The fire was contained on Nov. 3, 2022. According to the TCEQ Emission Event Report, emissions lasted 84 hours and 55 minutes.

CORPUS CHRISTI, Texas — A report on the Valero Corpus Christi Refinery East Plant fire last November revealed the release of chemicals did not stop when the fire did.

The information is available in a Texas Commission on Environmental Quality report. It revealed emissions lasted almost 85 hours, releasing 32 pounds of hydrogen sulfide--breaking Valero's emission limit, which is zero pounds.

That was one of several chemicals Valero exceeded the limit its permitted for.

Adan Gonzalez works at the Bar-B-Q man, working the morning of Nov. 3, 2022. While the Valero East Plant fire was being contained nearby.

"I heard like a boom, you know," Gonzalez said. "And I heard the building shake and then I, I really didn't know what it was at the time." 

He said nothing like that happened in the 10 years since he started working there, but has not changed his mind about how safe he feels there. 

"I'm pretty sure they're, they do their job and clean, figure everything out, but not really, not for me," Gonzalez said. "I still feel safe around here."

According to the TCEQ Emission Event Report, dated November 22, 2022, emissions lasted 84 hours and 55 minutes. In that time, 10 fugitive gas emissions were released, gases they are not allowed to emit.

The smallest amount of fugitive gasses released totaled around 1.5 pounds, all the way up to more than 821 pounds. About 2,951 pounds of sulfur dioxide were released--however, Valero's emission limit from its permit is less than two pounds.

Gonzalez was not signed up for the reverse alert sent around 7:10 a.m. on Nov. 3. Instead, he found out about the fire from his boss' son several hours later. The TCEQ report said the fire began around 5:50 a.m. He said he hopes the event will help speed up communication. 

"When this happened, I mean, I guess maybe three hours later, three or four hours later we found out," Gonzalez said. "So, I don't know if there's a way how to make it where it's quicker, if there's a possible way." 

3NEWS received a statement from Valero regarding TCEQ's report:

"Regarding the Nov. 3, 2022 incident, Valero immediately initiated its Emergency Operations Command center and activated onsite and third party resources to respond, mitigate emissions, and monitor air quality.  Ninety-nine percent of the event-related emissions largely occurred at the beginning of the incident, and some reported emissions were due to the use of the flare during the controlled shut-down of the unit.  

Air monitoring was conducted by the Refinery Terminal Fire Company (RTFC) in the surrounding area and results indicated no issues of concern throughout the event.
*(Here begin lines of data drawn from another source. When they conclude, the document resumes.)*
PR #53, opened 2023-09-22
deps: migrate to `ibis-framework >= "7.1.0"`

tswast:
This should unlock some bug fixes as well as potential `UNNEST` support in a future change.

Towards internal issue 301459557 🦕


tswast:
We're getting a few failures, such as

```
____________________________ test_df_nlargest[all] _____________________________
[gw0] linux -- Python 3.11.1 /tmpfs/src/github/python-bigquery-dataframes/.nox/system_prerelease/bin/python

scalars_df_index =           bool_col                                          bytes_col  \
rowindex                                     ....999999+00:00  
8                         T             <NA>                              <NA>  

[9 rows x 13 columns]
scalars_pandas_df_index =           bool_col  ...                     timestamp_col
rowindex            ...                                  
0 ... ...  2038-01-19 03:14:17.999999+00:00
8            False  ...                              <NA>

[9 rows x 13 columns]
keep = 'all'

    @pytest.mark.parametrize(
        ("keep",),
        [
            ("first",),
            ("last",),
            ("all",),
        ],
    )
    def test_df_nlargest(scalars_df_index, scalars_pandas_df_index, keep):
>       bf_result = scalars_df_index.nlargest(
            3, ["bool_col", "int64_too"], keep=keep
        ).to_pandas()

[tests/system/small/test_dataframe.py:156](https://cs.corp.google.com/piper///depot/google3/tests/system/small/test_dataframe.py?l=156): 
_ _ _ _ _ _ _ _ _ _ _ _ _ _ _ _ _ _ _ _ _ _ _ _ _ _ _ _ _ _ _ _ _ _ _ _ _ _ _ _ 
[bigframes/dataframe.py:929](https://cs.corp.google.com/piper///depot/google3/bigframes/dataframe.py?l=929): in nlargest
    return DataFrame(block_ops.nlargest(self._block, n, column_ids, keep=keep))
[bigframes/core/block_transforms.py:548](https://cs.corp.google.com/piper///depot/google3/bigframes/core/block_transforms.py?l=548): in nlargest
    block, counter = block.apply_window_op(
[bigframes/core/blocks.py:768](https://cs.corp.google.com/piper///depot/google3/bigframes/core/blocks.py?l=768): in apply_window_op
    block = Block(
[bigframes/core/blocks.py:112](https://cs.corp.google.com/piper///depot/google3/bigframes/core/blocks.py?l=112): in __init__
    self._expr = self._normalize_expression(expr, self._index_columns)
[bigframes/core/blocks.py:1093](https://cs.corp.google.com/piper///depot/google3/bigframes/core/blocks.py?l=1093): in _normalize_expression
    col_id for col_id in expr.column_ids if col_id not in index_columns
[bigframes/core/__init__.py:82](https://cs.corp.google.com/piper///depot/google3/bigframes/core/__init__.py?l=82): in column_ids
    return self._compile_ordered().column_ids
[bigframes/core/__init__.py:95](https://cs.corp.google.com/piper///depot/google3/bigframes/core/__init__.py?l=95): in _compile_ordered
    return compiler.compile_ordered(self.node)
[bigframes/core/compile/compiler.py:33](https://cs.corp.google.com/piper///depot/google3/bigframes/core/compile/compiler.py?l=33): in compile_ordered
    return typing.cast(compiled.OrderedIR, compile_node(node, True))
[bigframes/core/compile/compiler.py:45](https://cs.corp.google.com/piper///depot/google3/bigframes/core/compile/compiler.py?l=45): in compile_node
    return _compile_node(node, ordered)
/[usr/local/lib/python3.11/functools.py:909](https://cs.corp.google.com/piper///depot/google3/usr/local/lib/python3.11/functools.py?l=909): in wrapper
    return dispatch(args[0].__class__)(*args, **kw)
[bigframes/core/compile/compiler.py:192](https://cs.corp.google.com/piper///depot/google3/bigframes/core/compile/compiler.py?l=192): in compile_window
    result = compile_ordered(node.child).project_window_op(
[bigframes/core/compile/compiled.py:868](https://cs.corp.google.com/piper///depot/google3/bigframes/core/compile/compiled.py?l=868): in project_window_op
    result = self._set_or_replace_by_id(output_name or column_name, window_op)
[bigframes/core/compile/compiled.py:1185](https://cs.corp.google.com/piper///depot/google3/bigframes/core/compile/compiled.py?l=1185): in _set_or_replace_by_id
    return builder.build()
[bigframes/core/compile/compiled.py:1344](https://cs.corp.google.com/piper///depot/google3/bigframes/core/compile/compiled.py?l=1344): in build
    return OrderedIR(
[bigframes/core/compile/compiled.py:632](https://cs.corp.google.com/piper///depot/google3/bigframes/core/compile/compiled.py?l=632): in __init__
    super().__init__(table, columns, predicates)
[bigframes/core/compile/compiled.py:65](https://cs.corp.google.com/piper///depot/google3/bigframes/core/compile/compiled.py?l=65): in __init__
    self._column_names = {column.get_name(): column for column in self._columns}
_ _ _ _ _ _ _ _ _ _ _ _ _ _ _ _ _ _ _ _ _ _ _ _ _ _ _ _ _ _ _ _ _ _ _ _ _ _ _ _ 

.0 = <tuple_iterator object at 0x7f117affa7d0>

>   self._column_names = {column.get_name(): column for column in self._columns}
E   TypeError: unhashable type: 'Deferred'

[bigframes/core/compile/compiled.py:65](https://cs.corp.google.com/piper///depot/google3/bigframes/core/compile/compiled.py?l=65): TypeError
```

Additionally, portable continuous air monitors were strategically located in the unit, also indicating no air quality issues.  All air quality monitoring systems were operational for the duration of the incident."

The TCEQ report also details the cause of the emission event. It said, "Loss of containment and localized fire at the H2 system resulted in management of residual material at the facility flare control device."

The fire was contained on Nov. 3 and the report determined the refinery utilized appropriate procedures to control the event.